NAFTA Challenge to California

San Francisco Daily Journal
July, 1999
By Dennis Pfaff, Staff Writer

A Canadian company wants nearly $1 billion in compensation for Gov. Davis' order phasing out the controversial gasoline additive MTBE, a demand that raises critical questions about whether California's attempts to protect its environment will be dragged into the swamp of international trade law. It also may signal the development of an increasingly sophisticated approach to the use of treaties such as the North American Free Trade Agreement, subjecting environmental regulation to an arena with its own rules, lingo and players. Public access is limited, routes of appeal are murky and there are no old familiar faces.

"It's the first time in my 20 years in the law that I've ever talked to that office," said Susan Durbin, a deputy state attorney general, referring to the Office of the United States Trade Representative, which is playing a central role in the current dispute.

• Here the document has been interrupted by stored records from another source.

PR #163, opened 2019-11-14
Olink metadata migration

jacoblurye:
This PR bumps the CIDC schemas package version and adds a metadata migration from v0.10.0 of the data model to v0.10.2.


migrations/versions/ff3141aecdd4_.py
```diff
@@ -0,0 +1,80 @@
...
+branch_labels = None
+depends_on = None
+
+is_testing = os.environ.get("TESTING")
+
+session = Session(bind=op.get_bind())
+storage_client = storage.Client() if not is_testing else None
+
+
+def _do_metadata_migration(metadata_migration: Callable[[dict], MigrationResult]):
```
jacoblurye: I wonder if this code is generic enough that it should live in a separate module somewhere. It's possible we'll be able to use it directly for future metadata migrations.

migrations/versions/ff3141aecdd4_.py
```diff
@@ -0,0 +1,80 @@
...
+        trial.metadata_json = migration.result
+
+        # Update the relevant downloadable files and GCS objects
+        for old_gcs_uri, artifact in migration.file_updates.items():
+            # Update the downloadable file associated with this blob
+            df = (
+                session.query(DownloadableFiles)
+                .filter_by(object_url=old_gcs_uri)
+                .with_for_update()
+                .one()
```
curlup: shouldn't this be `.all()` too?

migrations/versions/ff3141aecdd4_.py
```diff
@@ -0,0 +1,80 @@
...
+            )
+            for column, value in artifact.items():
+                if hasattr(df, column):
+                    setattr(df, column, value)
```
curlup: what about `additional_metadata`?

migrations/versions/ff3141aecdd4_.py
```diff
@@ -0,0 +1,80 @@
...
+
+            # If the GCS URI has changed, rename the blob
+            new_gcs_uri = artifact["object_url"]
+            if old_gcs_uri != new_gcs_uri:
+                bucket = storage_client.get_bucket(GOOGLE_DATA_BUCKET)
```
curlup: should we maybe also move them in the upload bucket as well?

migrations/versions/ff3141aecdd4_.py
curlup: Yeah, would be nice.

setup.py
```diff
@@ -14,6 +14,6 @@
     packages=["cidc_api.config"],
     py_modules=["cidc_api.models", "cidc_api.gcloud_client", "cidc_api.emails"],
     url="https://github.com/CIMAC-CIDC/cidc_api-gae",
-    version="0.9.4",
+    version="0.9.5",
```
curlup: Tip: I'm generally trying to line up api major.minor versions with schemas. Makes it easier to track.

migrations/versions/ff3141aecdd4_.py
jacoblurye: As `downloadable_files.object_url` is constrained to be unique, we are guaranteed to get only one record.

migrations/versions/ff3141aecdd4_.py
jacoblurye: good point! added.

cidc_api/utils/migrations.py
```diff
@@ -0,0 +1,159 @@
...
+
+def run_metadata_migration(metadata_migration: Callable[[dict], MigrationResult]):
+    """Migrate trial metadata, upload job patches, and downloadable files according to `metadata_migration`"""
+    session = Session(bind=op.get_bind())
+
+    # Initialize an empty list of pieces of work to do on GCS resources
+    gcs_tasks = RollbackableQueue()
+
+    # Migrate all trial records
+    trials: List[TrialMetadata] = session.query(TrialMetadata).with_for_update().all()
```
curlup: this might potentially block the whole table for the time of this operation - not sure how `with_for_update` and `all` work together.

Anyways it might be okay to do that, if estimates on how long things might take are not too big.
But I think it worth checking.

cidc_api/utils/migrations.py
```diff
@@ -0,0 +1,159 @@
...
+        migration = metadata_migration(trial.metadata_json)
+
+        # Update the trial metadata object
+        trial.metadata_json = migration.result
+
+        # Update the relevant downloadable files and GCS objects
+        for old_gcs_uri, artifact in migration.file_updates.items():
+            # Update the downloadable file associated with this blob
+            df: DownloadableFiles = (
+                session.query(DownloadableFiles)
```
curlup: Isn't there a way to do update right away, without `with_for_update` locking here?
Seems that unlike as with `TrialMetadata` here we don't rely on current prop values from DF record, to set new ones.

cidc_api/utils/migrations.py
```diff
@@ -0,0 +1,159 @@
...
+                    lambda: rename_gcs_blob(
+                        GOOGLE_DATA_BUCKET, new_gcs_uri, old_gcs_uri
+                    ),
+                )
+                gcs_tasks.schedule(renamer)
+
+    # Migrate all assay upload successes
+    successful_assay_uploads: List[AssayUploads] = session.query(
+        AssayUploads
+    ).filter_by(status=AssayUploadStatus.MERGE_COMPLETED.value).with_for_update().all()
```
curlup: btw, same `with_for_update().all()` here doesn't look that concerning as the first one - here we're updating only  `MERGE_COMPLETED` assay uploads, that are probably not in the use by any other process, afaik.

cidc_api/utils/migrations.py
```diff
@@ -0,0 +1,159 @@
...
+
+        # Update the GCS URIs of files that were part of this upload
+        old_file_map = upload.gcs_file_map
+        new_file_map = {}
+        for (
+            old_upload_uri,
+            old_target_uri,
+            artifact_uuid,
+        ) in upload.upload_uris_with_data_uris_with_uuids():
+            upload_timestamp = old_upload_uri[len(old_target_uri) + 1 :]
```
curlup: nit: I would abstract that into a helper function. at some point I wanted to add extensions to those upload filenames as say `uploads/staging_0/olink/chip_1chip/assay_raw_ct.xlsx/2019-10-07T20:00:40.903770.xlsx` so they will be opened right away

cidc_api/utils/migrations.py
```diff
@@ -0,0 +1,159 @@
...
+            if old_target_uri in migration.file_updates:
+                new_target_uri = migration.file_updates[old_target_uri]["object_url"]
+                if old_gcs_uri != new_target_uri:
```
curlup: shouldn't that be `old_target_uri` instead of `old_gcs_uri`

cidc_api/utils/migrations.py
```diff
@@ -0,0 +1,159 @@
...
+                    new_upload_uri = "/".join([new_target_uri, upload_timestamp])
+                    renamer = PieceOfWork(
```
curlup: wait, I though we decided not to move stuff in the upload bucked?

cidc_api/utils/migrations.py
```diff
@@ -0,0 +1,159 @@
...
+        migration = metadata_migration(upload.metadata_patch)
+
+        # Update the metadata patch
+        upload.metadata_patch = migration.result
+
+    # Attempt to make GCS updates
+    gcs_tasks.run_all()
+
+    # Update the database if everything else has succeeded
+    session.commit()
```
curlup: so I feel like all those `with_for_update().all` might hold locks up until here, which seems like a lot of time / work in between.

curlup: it seems there should be a rollback section somewhere, in case something goes wrong with gcs copying or any other step. right?

migrations/versions/ff3141aecdd4_.py
```diff
@@ -0,0 +1,37 @@
...
+branch_labels = None
+depends_on = None
+
+is_testing = os.environ.get("TESTING")
+
+
+def upgrade():
+    """Update Olink's assay_raw_ct artifact data format to CSV"""
+    # Don't run this migration on the test database
+    if is_testing:
```
curlup: not sure why it shouldn't. because it's supposed to be empty?

jacoblurye: It _will_ be empty, but the reason why is that this migration accesses GCS resources that Travis does not have access to, so running it in CI would fail.

That being said, this detail should probably be encapsulated inside `run_metadata_migration`.

cidc_api/utils/migrations.py
jacoblurye: I know we went back and forth on that. Here's my reasoning: migrating the `assay_uploads`  URIs and metadata patches without updating GCS would mean effectively losing the original files associated with a given upload from the system's perspective; since we decided to migrate `assay_uploads` metadata and URIs, I decided to also move stuff in the upload bucket.

curlup:
Couple of tests suggestions
* sql rollback on gcs mv issue
* sql rollback on sql issue
* gcs rollback on sql issue

cidc_api/utils/migrations.py
jacoblurye: I'd rather do this in a separate PR, since this helper function (and an associated helper for building URLs) should be used everywhere functionality like this exists in the API code.

cidc_api/utils/migrations.py
jacoblurye: (we discussed offline and concluded that since only cloud functions would potentially get blocked by this lock, and cfns are background tasks, we're ok with this for now)

cidc_api/utils/migrations.py
jacoblurye: https://github.com/CIMAC-CIDC/cidc-api-gae/pull/163#discussion_r348141441

cidc_api/utils/migrations.py
```diff
@@ -47,10 +48,28 @@ def run_all(self):
...
+@contextmanager
+def migration_session():
+    session = Session(bind=op.get_bind())
+
+    try:
+        yield session
+    except:
+        session.rollback()
+        raise
+    finally:
```
curlup: > The finally clause runs whether or not the try statement produces an exception.

I think an `else` should be used here.

jacoblurye: Actually, according to the SQLAlchemy docs, we want:
```python
    try:
        yield session
        session.commit()
    except:
        session.rollback()
        raise
    finally:
        session.close()
```
Whoops 😅

cidc_api/utils/migrations.py
```diff
@@ -42,39 +43,67 @@ def run_all(self):
...
+    task_queue = RollbackableQueue()
 
     try:
-        yield session
+        yield session, task_queue
+        session.commit()
     except:
         session.rollback()
+        if task_queue:
+            task_queue.rollback()
```
curlup: in case this `.rollback` call fails/raises, will we get both exceptions in the logs ?

tests/utils/test_migrations.py
```diff
@@ -24,3 +40,74 @@ def test_rollbackable_queue():
...
+        mock_session.commit.reset_mock()
+        mock_session.rollback.reset_mock()
+        mock_session.close.reset_mock()
+
+    # GCS failure
+    rename_gcs_obj.side_effect = Exception("gcs failure")
+
+    with pytest.raises(Exception, match="gcs failure"):
+        run_metadata_migration(mock_migration)
+    rename_gcs_obj.assert_called_once()
```
curlup: shouldn't it try to rename stuff back here?

cidc_api/utils/migrations.py
```diff
@@ -65,14 +65,21 @@ def migration_session():
...
+        print("Running SQL rollback.")
         session.rollback()
         if task_queue:
             try:
+                print("Running GCS rollback.")
                 task_queue.rollback()
+                print("GCS rollback succeeded.")
             except Exception as e:
                 print(f"GCS rollback failed: {e.__class__}: {e}")
+        print("SQL rollback failed.")
```
curlup: wait, is rollback failed here?

jacoblurye: Nope! Good catch.

cidc_api/utils/migrations.py
```diff
@@ -0,0 +1,229 @@
...
+                        f"Encountered GCS upload bucket artifact URI to update: {old_upload_uri}"
+                    )
+                    new_upload_uri = "/".join([new_target_uri, upload_timestamp])
+                    renamer = PieceOfWork(
+                        lambda: rename_gcs_blob(
+                            GOOGLE_UPLOAD_BUCKET, old_upload_uri, new_upload_uri
+                        ),
+                        lambda: rename_gcs_blob(
+                            GOOGLE_UPLOAD_BUCKET, new_upload_uri, old_upload_uri
+                        ),
```
curlup:
```
In [1]: l=[]

In [2]: for i in range(5):
   ...:     l.append(lambda: print(i))
   ...:

In [3]: for la in l:
   ...:     la()
   ...:
4
4
4
4
4
```

jacoblurye: 😞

In fact, one of the large unanswered questions is whether California even has a voice in the debate, or who would officially represent the state. Although it was California's governor who ordered the MTBE ban, the $970 million demand last month by Methanex Corp., of Vancouver, British Columbia, is actually against the federal government, brought under NAFTA. Theoretically, the whole issue could be decided with no input from California at all.

Both state and federal officials say there will be plenty of cooperation, but at the moment nothing formal has been worked out.

"We're going to wait until we see the actual claim before we get too hot and bothered," said Durbin.

Technically, what Methanex has filed is only a notice of the company's intent to submit a formal claim at a later date. But the June 15 document filed with the State Department, and the accompanying public statements from the company, leave little doubt that the corporation is serious about pursuing what it feels it is owed under the 1994 trade agreement binding Canada, Mexico and the United States.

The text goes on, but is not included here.